- [Problem]: Using the entries below, give the count of lines that hold "offset". Say nothing besides the number.

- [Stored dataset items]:

<<<<

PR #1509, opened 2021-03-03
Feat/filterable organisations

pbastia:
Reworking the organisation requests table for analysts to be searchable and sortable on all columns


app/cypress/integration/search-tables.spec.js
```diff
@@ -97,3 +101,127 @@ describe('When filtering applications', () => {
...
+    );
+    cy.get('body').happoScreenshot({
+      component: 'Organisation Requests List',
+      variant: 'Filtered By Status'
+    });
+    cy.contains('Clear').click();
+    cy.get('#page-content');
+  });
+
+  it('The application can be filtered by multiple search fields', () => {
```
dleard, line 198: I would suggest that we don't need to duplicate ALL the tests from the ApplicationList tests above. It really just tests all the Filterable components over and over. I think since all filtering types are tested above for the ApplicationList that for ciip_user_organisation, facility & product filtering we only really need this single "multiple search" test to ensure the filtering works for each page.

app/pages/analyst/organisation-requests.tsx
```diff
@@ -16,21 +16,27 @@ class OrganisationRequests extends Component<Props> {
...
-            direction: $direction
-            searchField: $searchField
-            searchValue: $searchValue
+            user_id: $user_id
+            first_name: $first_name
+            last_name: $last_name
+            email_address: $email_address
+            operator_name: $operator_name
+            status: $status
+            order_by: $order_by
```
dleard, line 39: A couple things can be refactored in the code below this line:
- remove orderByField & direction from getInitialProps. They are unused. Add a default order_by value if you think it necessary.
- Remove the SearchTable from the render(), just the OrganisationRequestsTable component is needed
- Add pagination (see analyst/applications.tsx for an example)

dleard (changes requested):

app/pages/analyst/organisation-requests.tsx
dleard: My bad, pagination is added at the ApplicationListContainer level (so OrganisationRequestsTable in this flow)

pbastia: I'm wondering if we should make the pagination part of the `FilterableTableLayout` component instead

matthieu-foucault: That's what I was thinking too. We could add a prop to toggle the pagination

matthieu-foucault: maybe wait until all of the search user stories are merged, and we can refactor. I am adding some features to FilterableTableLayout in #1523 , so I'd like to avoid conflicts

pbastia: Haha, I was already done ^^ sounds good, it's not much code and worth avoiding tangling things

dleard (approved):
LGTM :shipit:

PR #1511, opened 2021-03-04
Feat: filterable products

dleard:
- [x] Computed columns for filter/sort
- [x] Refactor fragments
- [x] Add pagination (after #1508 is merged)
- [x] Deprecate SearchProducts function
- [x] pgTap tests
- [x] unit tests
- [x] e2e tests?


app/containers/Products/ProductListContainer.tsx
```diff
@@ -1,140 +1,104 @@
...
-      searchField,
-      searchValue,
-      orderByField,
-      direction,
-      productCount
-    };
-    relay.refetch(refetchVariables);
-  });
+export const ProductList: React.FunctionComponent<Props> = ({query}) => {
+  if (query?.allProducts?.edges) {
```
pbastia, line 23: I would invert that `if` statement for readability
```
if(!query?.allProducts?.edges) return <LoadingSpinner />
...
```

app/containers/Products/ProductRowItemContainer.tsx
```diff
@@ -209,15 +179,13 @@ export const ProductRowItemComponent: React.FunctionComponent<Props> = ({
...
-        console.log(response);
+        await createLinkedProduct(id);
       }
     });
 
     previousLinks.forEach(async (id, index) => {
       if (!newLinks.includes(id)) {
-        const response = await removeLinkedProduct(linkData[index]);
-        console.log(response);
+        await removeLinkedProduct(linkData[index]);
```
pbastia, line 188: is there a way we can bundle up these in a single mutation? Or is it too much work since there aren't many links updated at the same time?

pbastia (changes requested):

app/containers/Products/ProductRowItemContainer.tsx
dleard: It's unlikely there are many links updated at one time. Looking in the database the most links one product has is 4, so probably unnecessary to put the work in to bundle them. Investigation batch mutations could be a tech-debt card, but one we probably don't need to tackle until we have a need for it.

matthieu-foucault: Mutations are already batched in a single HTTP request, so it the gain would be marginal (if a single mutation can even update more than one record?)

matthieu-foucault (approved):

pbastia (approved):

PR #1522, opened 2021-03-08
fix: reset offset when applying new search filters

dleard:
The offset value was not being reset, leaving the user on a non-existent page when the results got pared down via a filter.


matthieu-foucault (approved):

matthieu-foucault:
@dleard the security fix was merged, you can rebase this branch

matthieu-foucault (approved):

>>>>

- [Solution to the exercise]: 2